PHILADELPHIA, PA 19103

t 202.778.6400

f 202.778.6460

Cavas S. Pavri

202.724.6847

cpavri@schiffhardin.com

www.schiffhardin.com



January 29, 2019


BY EDGAR SUBMISSION



Securities and Exchange Commission

Division of Corporation Finance

Office of Electronics and Machinery

100 F Street, N.E.

Washington, D.C. 20549


Attention: Caleb French


 

Re:

NeoVolta Inc.

 

 

Amendment No. 1 to

 

 

Draft Offering Statement on Form 1-A

 

 

Submitted December 7, 2018

 

 

CIK No. 0001748137


Dear Mr. French:


This letter is being submitted on behalf of NeoVolta, Inc. (“NeoVolta” or the “Company”) in response to the comment letter, dated December 18, 2018, of the staff of the Division of Corporation Finance (the “Staff”) of the Securities and Exchange Commission (the “Commission”) with respect to the Company’s Draft Offering Statement on Form 1-A filed on December 7, 2018 (the “Draft Offering Statement”). The Company’s Offering Statement the “Offering Statement”) has been filed with the Commission.


For your convenience, we have repeated the comment prior to the response in italics.


Draft Offering Statement on Form 1-A Submitted December 7, 2018


NeoVolta NV14, page 17


1.

We note your revisions in response to prior comment 6. Please further revise to clarify how discharging your product's batteries rather than sending excess power to the grid will help customers to consume “electricity at the lowest rates possible.” Also, if your product will only recharge its batteries during daylight, ensure your disclosure clearly states this and discusses any limitations when compared with competing technologies.


Response:  The Company has clarified the referenced disclosure by revising the paragraph in the Offering Statement as follows (emphasis added):




Securities and Exchange Commission

January 29, 2019

Page 2



“The NV14 is a complete ESS with a 7680-Watt Hour hybrid (120V / 240V) Inverter and 14.4 kWh LiFePO4 Battery System (three 4.8 kWh batteries) all incorporated in one NEMA Type 3R rated indoor/outdoor cabinet system with all UL and electrical certifications and fire code requirements. The NV14 will be capable of storing and using either inverted (AC) photovoltaic or non-inverted (DC) photovoltaic power via the 14.4 kWh Battery System. The NV14 system will charge the batteries with excess AC or DC photovoltaic power during daylight conditions.  The inverter will invert DC battery power into AC power during periods of darkness or higher use periods. Once discharged, the batteries will be idle until excess solar photovoltaic is available and will subsequently begin to recharge. As the NV14 is dependent on photovoltaic power (daylight) to recharge, it is not capable of charging outside of daylight hours, as opposed to battery technologies that are not limited to photovoltaic power. Once recharged, the batteries will discharge once solar photovoltaic begins to wane or when the customer needs more power than available from solar photovoltaic. By doing this, customers will be consuming their own solar photovoltaic production instead of sending excess photovoltaic power to the grid at wholesale rates and then buying this power back later in the evening from the utility at a higher retail rate. The NV14 is capable of recharging via solar photovoltaic power while also supplying power, but is not capable of recharging off the grid.”

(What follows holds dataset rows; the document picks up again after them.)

PR #13725, opened 2021-11-23
Fix lpstat timeout on Aarch64

hjluo:
On the Aarch64 platform, the lpstat can not be finished in the default
time-out value. We need to extend to make it finish.

- Related ticket:  https://progress.opensuse.org/issues/102395
- Needles: N/A
- Verification run: 
  https://openqa.nue.suse.com/tests/7714940
  https://openqa.nue.suse.com/tests/7725201

### DIFF
--- a/lib/services/cups.pm
+++ b/lib/services/cups.pm
@@ -56,7 +56,7 @@ sub check_function {
     }
     # Add printers
     record_info "lpadmin", "Try to add printers and enable them";
-    validate_script_output 'lpstat -p -d -o 2>&1 || test $? -eq 1', sub { m/lpstat: No destinations added/ };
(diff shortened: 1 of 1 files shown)


tinawang123 (approved):
LGTM

lemon-suse:
Please give the summary for the largest timeout value in here or ticket, so that we will know whether the timeout value is enough or not.   Another thinking about the enlarge timeout for ARM, if the value is much larger than the original value, we'd better add arch limit since this only happened on special arch.

hjluo:
> Please give the summary for the largest timeout value in here or ticket, so that we will know whether the timeout value is enough or not. Another thinking about the enlarge timeout for ARM, if the value is much larger than the original value, we'd better add arch limit since this only happened on special arch.

thanks, already updated in the ticket.

lemon-suse (approved):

Governmental Regulation, page 22


2.

Please expand your revisions in response to prior comment 7 to clarify whether your product as assembled must be compliant with Underwriters Laboratories standards and if so, whether that has been achieved. Also, please expand your disclosure in this section to clarify what additional steps must be taken to obtain the certifications needed to sell your product and how much capital will be required to obtain these certifications. For example, your disclosure should address the body or bodies to which you have applied for certifications and what obtaining certification from those entities means for your commercial prospects.

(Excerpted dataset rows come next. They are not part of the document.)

PR #13731, opened 2021-11-23
publiccloud: fix mistakes done during creation of main_publiccloud

asmorodskyi:
VRs : 

http://autobot.qa.suse.de/tests/2565
http://autobot.qa.suse.de/tests/2566
http://autobot.qa.suse.de/tests/2567
http://autobot.qa.suse.de/tests/2568
http://autobot.qa.suse.de/tests/2569
http://autobot.qa.suse.de/tests/2570

( all failures can not be related to changes because changes touching only "scheduling part" and loadtest part seems to work correct )

### DIFF
--- a/lib/main_publiccloud.pm
+++ b/lib/main_publiccloud.pm
@@ -43,8 +43,6 @@ sub load_maintenance_publiccloud_tests {
         loadtest("publiccloud/img_proof", run_args => $args);
     } elsif (get_var('PUBLIC_CLOUD_LTP')) {
         loadtest('publiccloud/run_ltp', run_args => $args);
-    } elsif (get_var('PUBLIC_CLOUD_FIO')) {
-        loadtest('publiccloud/storage_perf', run_args => $args);
     } else {
         loadtest "publiccloud/ssh_interactive_start", run_args => $args;
         loadtest "publiccloud/instance_overview" unless get_var('PUBLIC_CLOUD_IMG_PROOF_TESTS');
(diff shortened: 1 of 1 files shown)


jlausuch (approved):

lib/main_publiccloud.pm
```diff
@@ -148,7 +141,7 @@ The rest of the scheduling is divided into two separate subroutines C<load_maint
 =cut
 
 sub load_publiccloud_tests {
-    if (check_var('PUBLIC_CLOUD_TOOLS_REPO', 1)) {
+    if (check_var('PUBLIC_CLOUD_PREPARE_TOOLS', 1)) {
```
grisu48, line 144: Is this correct? Looking at https://openqa.suse.de/tests/7241026#settings and the [PC Tools image job group](https://openqa.suse.de/admin/job_templates/276) this looks wrong to me?

asmorodskyi: if you look closely , you will realize that with current state *any* change in `main_publiccloud`  is correct for https://openqa.suse.de/admin/job_templates/276 because of `YAML_SCHEDULE` variable :) so this Job Group certainly require some MR :) but again due to `YAML_SCHEDULE` variable we are safe to do it independently later

grisu48: Ahhh, I see. And you also solved another bit of headscratching. I still get confused by the mixed usage of YAMLSCHEDULE and `main_$whatever.pm` that we have.

grisu48 (approved):

PR #13732, opened 2021-11-23
Avoid failures due to un-refreshed screen & bsc#1192992 workaround

dzedro:
- Related ticket:
https://progress.opensuse.org/issues/101292
https://progress.opensuse.org/issues/102638
https://progress.opensuse.org/issues/102020
- Verification run:
https://openqa.suse.de/tests/overview?distri=sle&version=15-SP4&build=x11 15 SP4
https://openqa.suse.de/tests/overview?distri=sle&version=15&build=x11 15 GA consoletest_finish failures are related to another issue
https://openqa.suse.de/tests/overview?distri=sle&version=15-SP2&build=x11 15 SP2 consoletest_finish failures are related to another issue
https://openqa.opensuse.org/tests/overview?distri=opensuse&build=x11&version=Tumbleweed TW

PR #13735, opened 2021-11-24
Handle additional polkit window in S390x first_boot

zhaocongjia:
In `first_boot` on S390x platform, there might be additional polkit window after login.  Handle them by sending `esc` key.

@jknphy please review when you have time.

- Related ticket: https://progress.opensuse.org/issues/102020
https://progress.opensuse.org/issues/102740
- Needles: none
- Verification run: https://openqa.suse.de/tests/7732608 https://openqa.suse.de/tests/7732609

### DIFF
--- a/lib/x11utils.pm
+++ b/lib/x11utils.pm
@@ -237,6 +237,11 @@ sub handle_login {
         type_password($mypwd);
         send_key 'ret';
         wait_still_screen;
+        # If there are additional polkit windows, use `esc` to discard them.
+        if (check_screen([qw(authentication-required-user-settings authentication-required-modify-system)], 10)) {
+            record_soft_failure("bsc#1192992");
+            send_key_until_needlematch('generic-desktop', 'esc');
+        }
     }
     assert_screen([qw(generic-desktop gnome-activities opensuse-welcome)], 180);
     if (match_has_tag('gnome-activities')) {


jknphy:
Could we run twice this list of verification, or at least some of them, but twice or more each one to know that is stable?
Would this work for openSUSE in s390x? but I'm not sure we have much test coverage there... just guessing due to the next lines following your change.

zhaocongjia:
Second run results: https://openqa.suse.de/tests/7732998 https://openqa.suse.de/tests/7732999

We don't have s390x for opensuse.  And this change won't affect the following code's logic.

jknphy:
should we point to the bug when doing each 'ESC' to not take it as normal behavior? Other than that LGTM, we could merge and I can restart all the failures and see. Thanks.

zhaocongjia:
Okay, I'll make some changes and do another VR.

okurz:
@okurz @Vogtinator @dzedro hi, you might be interested in this change as you previously worked on the changed code

Vogtinator:
Why discard the dialog instead of accepting it, like the other?

> We don't have s390x for opensuse. 

We do.

jknphy:
https://github.com/os-autoinst/os-autoinst-distri-opensuse/pull/13732

dzedro:
I had already discussion with @zhaocongjia, I was thinking also about just pressing `esc`.
The behavior does not look correct with successful authentication.
Let see how the bug for it develops https://bugzilla.suse.com/show_bug.cgi?id=1192992

lib/x11utils.pm
```diff
@@ -237,6 +237,11 @@ sub handle_login {
         type_password($mypwd);
         send_key 'ret';
         wait_still_screen;
+        # If there are additional polkit windows, use `esc` to discard them.
+        if (check_screen([qw(authentication-required-user-settings authentication-required-modify-system)], 10)) {
```
okurz, line 241: Please use a multi-tag `assert_screen` with `match_has_tag` instead of `check_screen` with non-zero timeout to prevent introducing any timing dependant behaviour, to save test execution time as well as state more explicitly from the testers point of view what are the expected alternatives. For example:

```perl
assert_screen([qw(yast2_console-finished yast2_missing_package)]);
if (match_has_tag('yast2_missing_package')) {
    send_key 'alt-o';  # confirm package installation
    assert_screen 'yast2_console-finished';
}
```

okurz (changes requested):

zhaocongjia:
As discussed with dzedro offline, we'll use #13732 as the solution for `first_boot`.  Move discussion there.

PR #13737, opened 2021-11-24
Fix disks selection in Clone partition

OleksandrOrlov:
There was a fix of an issue in libyui for YMultiSelectionBox.
Previously, checkboxes may be selected with both 'select' and 'check'
actions, that was incorrect. After the fix, 'select' action highlights
element in list and 'check' action checks a checkbox. Link to the PR
with fix: https://github.com/libyui/libyui/pull/58

The commit updates testing framework to use 'check' action to select
disks in 'Clone partition layout' dialog.

Fixes https://openqa.suse.de/tests/7729237#step/raid_gpt/4

- Verification runs: 
   - staging: https://openqa.suse.de/tests/7736071
   - YaST job group (to confirm that it works on older version of libyui): https://openqa.suse.de/tests/7736072


ge0r (approved):
LGTM!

Response:  The Company has clarified the referenced disclosure by revising the second paragraph in the Offering Statement in the section “Business - Government Regulation” as follows:


“Our NV14 has achieved all of the listed certifications and standards listed above. Additionally, in mid-January 2019, we submitted an application to the California Energy Commission (CEC) for grid approval of our inverter, and we submitted an application to San Diego Gas and Electric (SDG&E) for NV14 grid approval in late January 2019.  We expect both CEC and SDG&E approval by the end of February 2019, and we do not intend to commence this offering prior to the receipt of such approvals. We do not expect to spend a material amount of capital in obtaining the foregoing approvals.”


Rule 144, page 35


3.

We note your response to prior comment 9. Please expand to clarify how Rule 144 applies to potential future sales, particularly Rule 144(c)’s requirements related to publicly available information. Include in your response what information you intend to file after qualification of this Form 1-A. Also, we may have further comment when you provide the requested exhibits and disclosure discussed in prior comment 9’s second sentence.


Response:  The Company has revised the referenced disclosure by revising the referenced section as follows:

Rule 144




Securities and Exchange Commission

January 29, 2019

Page 3



Upon completion of this offering, we will not be required to provide quarterly financial information on a Form 10-Q. We may voluntarily choose to provide such quarterly financial information on a Form 1-U, but investors should not assume that we will make such determination. If we choose not to file quarterly financial information on a Form 1-U, we will not be deemed to satisfy the current public information requirements of Rule 144. In such event, shares of common stock held by any of our current stockholders that are not affiliates, as that term is defined in Rule 144 of the Securities Act, may be resold only pursuant to further registration under the Securities Act or in transactions that are exempt from registration under the Securities Act. In general, under Rule 144 as currently in effect, any person who is not or has not been an affiliate of ours during the 90 days immediately preceding the sale and who has beneficially owned shares for at least one year is entitled to sell his or her shares of common stock.”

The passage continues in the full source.